Exercise aim |
Every line with the string "collaboratory" should be copied from the data.

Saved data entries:
········

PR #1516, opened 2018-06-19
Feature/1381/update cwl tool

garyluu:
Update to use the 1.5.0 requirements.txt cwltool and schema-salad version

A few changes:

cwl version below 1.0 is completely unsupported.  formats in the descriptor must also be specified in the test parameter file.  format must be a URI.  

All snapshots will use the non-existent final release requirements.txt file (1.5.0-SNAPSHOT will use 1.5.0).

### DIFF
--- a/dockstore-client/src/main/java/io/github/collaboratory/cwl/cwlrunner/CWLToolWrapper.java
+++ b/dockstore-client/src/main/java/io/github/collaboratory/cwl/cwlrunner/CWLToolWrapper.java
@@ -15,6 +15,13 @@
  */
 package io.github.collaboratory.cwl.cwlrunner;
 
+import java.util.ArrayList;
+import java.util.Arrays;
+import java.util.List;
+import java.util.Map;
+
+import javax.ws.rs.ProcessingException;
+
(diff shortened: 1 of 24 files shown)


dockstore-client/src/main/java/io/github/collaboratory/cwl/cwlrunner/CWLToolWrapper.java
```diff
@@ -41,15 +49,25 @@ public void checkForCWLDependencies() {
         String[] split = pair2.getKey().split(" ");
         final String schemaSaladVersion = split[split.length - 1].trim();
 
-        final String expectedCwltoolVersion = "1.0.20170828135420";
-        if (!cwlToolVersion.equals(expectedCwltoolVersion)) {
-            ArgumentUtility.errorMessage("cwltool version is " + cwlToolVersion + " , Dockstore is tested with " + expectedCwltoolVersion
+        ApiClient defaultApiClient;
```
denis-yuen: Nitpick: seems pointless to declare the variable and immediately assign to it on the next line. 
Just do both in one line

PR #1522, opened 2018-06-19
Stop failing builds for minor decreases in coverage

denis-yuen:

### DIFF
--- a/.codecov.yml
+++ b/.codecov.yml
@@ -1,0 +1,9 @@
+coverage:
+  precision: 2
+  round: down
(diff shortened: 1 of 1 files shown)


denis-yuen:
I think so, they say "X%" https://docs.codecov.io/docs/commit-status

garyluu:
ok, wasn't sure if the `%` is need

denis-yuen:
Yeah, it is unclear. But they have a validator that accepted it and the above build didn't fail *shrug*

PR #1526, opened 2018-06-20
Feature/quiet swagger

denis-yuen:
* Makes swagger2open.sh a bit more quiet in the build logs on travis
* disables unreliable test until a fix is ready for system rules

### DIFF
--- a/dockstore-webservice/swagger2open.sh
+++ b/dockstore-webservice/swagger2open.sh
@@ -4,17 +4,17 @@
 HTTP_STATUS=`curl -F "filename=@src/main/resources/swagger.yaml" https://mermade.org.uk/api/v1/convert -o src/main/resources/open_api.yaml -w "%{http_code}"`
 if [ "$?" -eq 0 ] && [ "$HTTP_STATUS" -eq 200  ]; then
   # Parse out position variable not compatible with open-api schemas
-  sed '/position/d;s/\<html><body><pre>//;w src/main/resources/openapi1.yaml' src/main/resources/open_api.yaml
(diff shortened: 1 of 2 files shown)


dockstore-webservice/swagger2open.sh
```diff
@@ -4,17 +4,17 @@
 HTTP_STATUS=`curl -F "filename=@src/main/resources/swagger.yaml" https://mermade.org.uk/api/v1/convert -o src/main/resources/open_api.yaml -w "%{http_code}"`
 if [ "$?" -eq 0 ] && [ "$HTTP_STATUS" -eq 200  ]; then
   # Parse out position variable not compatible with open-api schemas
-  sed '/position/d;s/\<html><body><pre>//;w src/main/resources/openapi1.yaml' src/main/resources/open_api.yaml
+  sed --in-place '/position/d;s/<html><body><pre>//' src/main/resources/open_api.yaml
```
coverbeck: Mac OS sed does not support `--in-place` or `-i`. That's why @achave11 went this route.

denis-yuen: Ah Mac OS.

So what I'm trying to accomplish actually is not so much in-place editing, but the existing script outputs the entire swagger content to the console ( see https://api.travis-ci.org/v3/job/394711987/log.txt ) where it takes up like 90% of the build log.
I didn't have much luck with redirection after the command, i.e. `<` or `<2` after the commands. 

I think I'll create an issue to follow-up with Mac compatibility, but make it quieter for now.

········

Result of the task |
--- a/dockstore-client/src/main/java/io/github/collaboratory/cwl/cwlrunner/CWLToolWrapper.java
+++ b/dockstore-client/src/main/java/io/github/collaboratory/cwl/cwlrunner/CWLToolWrapper.java
 package io.github.collaboratory.cwl.cwlrunner;
dockstore-client/src/main/java/io/github/collaboratory/cwl/cwlrunner/CWLToolWrapper.java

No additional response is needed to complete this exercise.